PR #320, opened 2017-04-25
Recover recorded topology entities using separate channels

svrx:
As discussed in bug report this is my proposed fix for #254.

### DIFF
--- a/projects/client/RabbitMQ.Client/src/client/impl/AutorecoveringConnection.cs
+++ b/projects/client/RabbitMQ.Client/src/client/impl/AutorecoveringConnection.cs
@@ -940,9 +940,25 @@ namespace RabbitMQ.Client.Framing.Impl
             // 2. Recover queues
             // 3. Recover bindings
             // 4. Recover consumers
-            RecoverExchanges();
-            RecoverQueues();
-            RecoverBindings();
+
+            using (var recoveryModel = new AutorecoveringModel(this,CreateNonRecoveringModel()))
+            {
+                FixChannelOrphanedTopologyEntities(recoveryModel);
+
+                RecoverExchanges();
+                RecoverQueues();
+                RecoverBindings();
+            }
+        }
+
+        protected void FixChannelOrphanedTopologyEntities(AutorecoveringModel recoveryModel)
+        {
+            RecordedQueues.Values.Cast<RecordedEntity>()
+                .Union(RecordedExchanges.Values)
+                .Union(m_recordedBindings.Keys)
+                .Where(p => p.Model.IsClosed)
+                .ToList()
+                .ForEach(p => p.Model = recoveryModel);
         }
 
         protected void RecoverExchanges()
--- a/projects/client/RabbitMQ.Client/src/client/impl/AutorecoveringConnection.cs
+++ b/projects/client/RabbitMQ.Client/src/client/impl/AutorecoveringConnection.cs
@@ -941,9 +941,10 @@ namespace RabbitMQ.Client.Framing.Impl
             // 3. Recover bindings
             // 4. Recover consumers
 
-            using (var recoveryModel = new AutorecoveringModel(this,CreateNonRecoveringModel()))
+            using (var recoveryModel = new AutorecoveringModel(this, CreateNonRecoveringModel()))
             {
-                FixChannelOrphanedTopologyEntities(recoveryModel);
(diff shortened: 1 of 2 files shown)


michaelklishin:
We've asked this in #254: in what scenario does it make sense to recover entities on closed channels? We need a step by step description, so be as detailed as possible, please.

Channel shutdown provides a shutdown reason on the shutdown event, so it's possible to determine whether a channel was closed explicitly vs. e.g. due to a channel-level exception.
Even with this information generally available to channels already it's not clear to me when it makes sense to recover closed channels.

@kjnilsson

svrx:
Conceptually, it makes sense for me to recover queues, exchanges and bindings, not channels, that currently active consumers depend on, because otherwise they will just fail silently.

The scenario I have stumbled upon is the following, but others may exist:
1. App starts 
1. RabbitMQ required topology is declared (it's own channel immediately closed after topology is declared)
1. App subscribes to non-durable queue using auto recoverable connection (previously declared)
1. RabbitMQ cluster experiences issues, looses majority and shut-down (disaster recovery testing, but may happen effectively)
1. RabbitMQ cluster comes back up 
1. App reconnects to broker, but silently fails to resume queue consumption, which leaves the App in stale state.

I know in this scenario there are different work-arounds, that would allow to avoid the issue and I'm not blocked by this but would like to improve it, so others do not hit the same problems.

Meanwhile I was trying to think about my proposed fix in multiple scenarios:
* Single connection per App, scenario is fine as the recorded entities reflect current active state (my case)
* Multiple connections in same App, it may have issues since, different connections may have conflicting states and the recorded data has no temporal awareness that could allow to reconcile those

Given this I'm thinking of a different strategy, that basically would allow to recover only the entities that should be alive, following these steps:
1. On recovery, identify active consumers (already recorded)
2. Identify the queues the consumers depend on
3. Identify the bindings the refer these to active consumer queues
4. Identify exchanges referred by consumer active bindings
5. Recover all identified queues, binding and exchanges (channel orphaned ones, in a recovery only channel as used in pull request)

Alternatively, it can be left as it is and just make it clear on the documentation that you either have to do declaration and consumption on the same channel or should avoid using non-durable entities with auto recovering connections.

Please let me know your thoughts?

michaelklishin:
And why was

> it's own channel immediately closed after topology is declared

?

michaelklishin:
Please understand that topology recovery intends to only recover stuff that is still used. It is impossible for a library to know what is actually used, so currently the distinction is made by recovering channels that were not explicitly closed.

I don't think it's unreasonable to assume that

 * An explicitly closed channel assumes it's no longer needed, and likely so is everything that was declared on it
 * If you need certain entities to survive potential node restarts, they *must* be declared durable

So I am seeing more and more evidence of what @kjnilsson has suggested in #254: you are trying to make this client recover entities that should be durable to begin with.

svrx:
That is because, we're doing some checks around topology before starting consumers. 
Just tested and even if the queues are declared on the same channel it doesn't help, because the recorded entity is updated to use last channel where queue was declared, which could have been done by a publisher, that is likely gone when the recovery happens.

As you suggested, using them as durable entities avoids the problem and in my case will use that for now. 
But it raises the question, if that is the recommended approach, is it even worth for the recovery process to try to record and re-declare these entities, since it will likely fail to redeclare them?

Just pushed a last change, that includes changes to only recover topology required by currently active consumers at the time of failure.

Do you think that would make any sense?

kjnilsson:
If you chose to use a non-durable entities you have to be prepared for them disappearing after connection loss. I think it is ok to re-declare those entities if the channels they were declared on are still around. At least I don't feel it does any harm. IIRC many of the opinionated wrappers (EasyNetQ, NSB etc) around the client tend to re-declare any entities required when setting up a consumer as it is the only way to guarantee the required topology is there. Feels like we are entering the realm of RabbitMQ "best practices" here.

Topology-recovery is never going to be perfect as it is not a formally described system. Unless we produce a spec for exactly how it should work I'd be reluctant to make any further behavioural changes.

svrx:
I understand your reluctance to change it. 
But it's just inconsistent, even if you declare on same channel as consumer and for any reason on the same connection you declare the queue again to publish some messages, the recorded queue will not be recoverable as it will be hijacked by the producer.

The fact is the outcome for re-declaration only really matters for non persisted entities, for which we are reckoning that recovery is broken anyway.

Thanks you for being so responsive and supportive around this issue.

--------------------------------------------------

- [Required work] The entire set of entries, and nothing else, should be set down exactly.

- [Result of this exercise]
PR #320, opened 2017-04-25
Recover recorded topology entities using separate channels

svrx:
As discussed in bug report this is my proposed fix for #254.

### DIFF
--- a/projects/client/RabbitMQ.Client/src/client/impl/AutorecoveringConnection.cs
+++ b/projects/client/RabbitMQ.Client/src/client/impl/AutorecoveringConnection.cs
@@ -940,9 +940,25 @@ namespace RabbitMQ.Client.Framing.Impl
             // 2. Recover queues
             // 3. Recover bindings
             // 4. Recover consumers
-            RecoverExchanges();
-            RecoverQueues();
-            RecoverBindings();
+
+            using (var recoveryModel = new AutorecoveringModel(this,CreateNonRecoveringModel()))
+            {
+                FixChannelOrphanedTopologyEntities(recoveryModel);
+
+                RecoverExchanges();
+                RecoverQueues();
+                RecoverBindings();
+            }
+        }
+
+        protected void FixChannelOrphanedTopologyEntities(AutorecoveringModel recoveryModel)
+        {
+            RecordedQueues.Values.Cast<RecordedEntity>()
+                .Union(RecordedExchanges.Values)
+                .Union(m_recordedBindings.Keys)
+                .Where(p => p.Model.IsClosed)
+                .ToList()
+                .ForEach(p => p.Model = recoveryModel);
         }
 
         protected void RecoverExchanges()
--- a/projects/client/RabbitMQ.Client/src/client/impl/AutorecoveringConnection.cs
+++ b/projects/client/RabbitMQ.Client/src/client/impl/AutorecoveringConnection.cs
@@ -941,9 +941,10 @@ namespace RabbitMQ.Client.Framing.Impl
             // 3. Recover bindings
             // 4. Recover consumers
 
-            using (var recoveryModel = new AutorecoveringModel(this,CreateNonRecoveringModel()))
+            using (var recoveryModel = new AutorecoveringModel(this, CreateNonRecoveringModel()))
             {
-                FixChannelOrphanedTopologyEntities(recoveryModel);
(diff shortened: 1 of 2 files shown)


michaelklishin:
We've asked this in #254: in what scenario does it make sense to recover entities on closed channels? We need a step by step description, so be as detailed as possible, please.

Channel shutdown provides a shutdown reason on the shutdown event, so it's possible to determine whether a channel was closed explicitly vs. e.g. due to a channel-level exception.
Even with this information generally available to channels already it's not clear to me when it makes sense to recover closed channels.

@kjnilsson

svrx:
Conceptually, it makes sense for me to recover queues, exchanges and bindings, not channels, that currently active consumers depend on, because otherwise they will just fail silently.

The scenario I have stumbled upon is the following, but others may exist:
1. App starts 
1. RabbitMQ required topology is declared (it's own channel immediately closed after topology is declared)
1. App subscribes to non-durable queue using auto recoverable connection (previously declared)
1. RabbitMQ cluster experiences issues, looses majority and shut-down (disaster recovery testing, but may happen effectively)
1. RabbitMQ cluster comes back up 
1. App reconnects to broker, but silently fails to resume queue consumption, which leaves the App in stale state.

I know in this scenario there are different work-arounds, that would allow to avoid the issue and I'm not blocked by this but would like to improve it, so others do not hit the same problems.

Meanwhile I was trying to think about my proposed fix in multiple scenarios:
* Single connection per App, scenario is fine as the recorded entities reflect current active state (my case)
* Multiple connections in same App, it may have issues since, different connections may have conflicting states and the recorded data has no temporal awareness that could allow to reconcile those

Given this I'm thinking of a different strategy, that basically would allow to recover only the entities that should be alive, following these steps:
1. On recovery, identify active consumers (already recorded)
2. Identify the queues the consumers depend on
3. Identify the bindings the refer these to active consumer queues
4. Identify exchanges referred by consumer active bindings
5. Recover all identified queues, binding and exchanges (channel orphaned ones, in a recovery only channel as used in pull request)

Alternatively, it can be left as it is and just make it clear on the documentation that you either have to do declaration and consumption on the same channel or should avoid using non-durable entities with auto recovering connections.

Please let me know your thoughts?

michaelklishin:
And why was

> it's own channel immediately closed after topology is declared

?

michaelklishin:
Please understand that topology recovery intends to only recover stuff that is still used. It is impossible for a library to know what is actually used, so currently the distinction is made by recovering channels that were not explicitly closed.

I don't think it's unreasonable to assume that

 * An explicitly closed channel assumes it's no longer needed, and likely so is everything that was declared on it
 * If you need certain entities to survive potential node restarts, they *must* be declared durable

So I am seeing more and more evidence of what @kjnilsson has suggested in #254: you are trying to make this client recover entities that should be durable to begin with.

svrx:
That is because, we're doing some checks around topology before starting consumers. 
Just tested and even if the queues are declared on the same channel it doesn't help, because the recorded entity is updated to use last channel where queue was declared, which could have been done by a publisher, that is likely gone when the recovery happens.

As you suggested, using them as durable entities avoids the problem and in my case will use that for now. 
But it raises the question, if that is the recommended approach, is it even worth for the recovery process to try to record and re-declare these entities, since it will likely fail to redeclare them?

Just pushed a last change, that includes changes to only recover topology required by currently active consumers at the time of failure.

Do you think that would make any sense?

kjnilsson:
If you chose to use a non-durable entities you have to be prepared for them disappearing after connection loss. I think it is ok to re-declare those entities if the channels they were declared on are still around. At least I don't feel it does any harm. IIRC many of the opinionated wrappers (EasyNetQ, NSB etc) around the client tend to re-declare any entities required when setting up a consumer as it is the only way to guarantee the required topology is there. Feels like we are entering the realm of RabbitMQ "best practices" here.

Topology-recovery is never going to be perfect as it is not a formally described system. Unless we produce a spec for exactly how it should work I'd be reluctant to make any further behavioural changes.

svrx:
I understand your reluctance to change it. 
But it's just inconsistent, even if you declare on same channel as consumer and for any reason on the same connection you declare the queue again to publish some messages, the recorded queue will not be recoverable as it will be hijacked by the producer.

The fact is the outcome for re-declaration only really matters for non persisted entities, for which we are reckoning that recovery is broken anyway.

Thanks you for being so responsive and supportive around this issue.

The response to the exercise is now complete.